Ante o exposto, admito o recurso especial. Int. II - RECURSO EXTRAORDINÁRIO
Trata-se de Recurso Extraordinário interposto, com fundamento no art. 102, III, "a", da Constituição Federal, contra acórdão proferido por órgão fracionário deste E. Tribunal, que negou provimento ao agravo interno, mantendo a decisão monocrática em que desprovidas a remessa oficial e apelação, interpostas da sentença que assegurou à parte autora "o direito de pagar as contribuições ao PIS/COFINS que lhes são repassadas pela concessionária de energia elétrica em suas faturas de consumo de energia elétrica, na condição de contribuintes de fato, com o valor calculado dessas exações sem a inclusão em suas bases de cálculo do valor do ICMS". A recorrente aponta violação ao art. 195, I, "b", da CF. Sustenta que a recorrida, na qualidade de consumidora final, não tem legitimidade ativa para pleitear a exclusão do ICMS da base de cálculo do PIS e COFINS nas tarifas de energia elétrica. Com contrarrazões. Decido. Para ultrapassar o entendimento da Turma julgadora acerca da legitimidade ativa ad causam diante da restituição do indébito, faz-se necessário o reexame da legislação infraconstitucional pertinente, tornando oblíqua ou reflexa eventual ofensa à Constituição Federal. Nesse sentido: EMENTA: AGRAVO REGIMENTAL NO RECURSO EXTRAORDINÁRIO. TRIBUTÁRIO. PIS E COFINS. REGIME DE SUBSTITUIÇÃO TRIBUTÁRIA. COMERCIANTE VAREJISTA DE COMBUSTÍVEIS: CONTRIBUINTE DE FATO OU DE DIREITO. LEGITIMIDADE ATIVA PARA A REPETIÇÃO DO INDÉBITO. AUSÊNCIA DE PREQUESTIONAMENTO. SÚMULAS NS. 282 E 356 DO SUPREMO TRIBUNAL FEDERAL. ANÁLISE DE LEGISLAÇÃO INFRACONSTITUCIONAL. OFENSA CONSTITUCIONAL INDIRETA. PRECEDENTES. AGRAVO REGIMENTAL AO QUAL SE NEGA PROVIMENTO” (RE n° 809.955/PE-AgR, Segunda Turma, Relatora a Ministra Cármen Lúcia, DJe de 15/8/14).
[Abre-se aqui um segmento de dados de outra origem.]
PR #3076, opened 2024-04-09
plugins: cdda: cdtext: Try reading magic track 0 first for album artist / title

Warepire:
Since cdio API version 6 (introduced in 2012) the magic track index 0 represents the album wide CD-TEXT. Trying to read album artist / title from the track_nr index will result in the track artist / track title being selected.

Having the Artist - Album playlist column enabled and relying on CD-TEXT would previously display the track title instead of the album title after the dash.

API ref: http://git.savannah.gnu.org/cgit/libcdio.git/tree/include/cdio/cdtext.h#n305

EMENTA: AGRAVO REGIMENTAL EM RECURSO EXTRAORDINÁRIO. ICMS SOBRE A ENERGIA ELÉTRICA. REPETIÇÃO DE INDÉBITO. LEGITIMIDADE. NATUREZA INFRACONSTITUCIONAL DA CONTROVÉRSIA. AUSÊNCIA DE REPERCUSSÃO GERAL. O Plenário do Supremo Tribunal Federal negou a repercussão geral da controvérsia relativa à legitimidade ativa do consumidor final para ajuizar ação de repetição de indébito de ICMS sobre a energia elétrica, fundada na interpretação do art. 166 do CTN (RE 753.681-RG, Rel. Min. Teori Zavascki). Agravo regimental a que se nega provimento” (RE n° 649.476/DF-AgR, Primeira Turma, Relator o Ministro Roberto Barroso, DJe de 19/2/15).
Ante o exposto, não admito o recurso extraordinário. Int. São Paulo, 6 de outubro de 2023.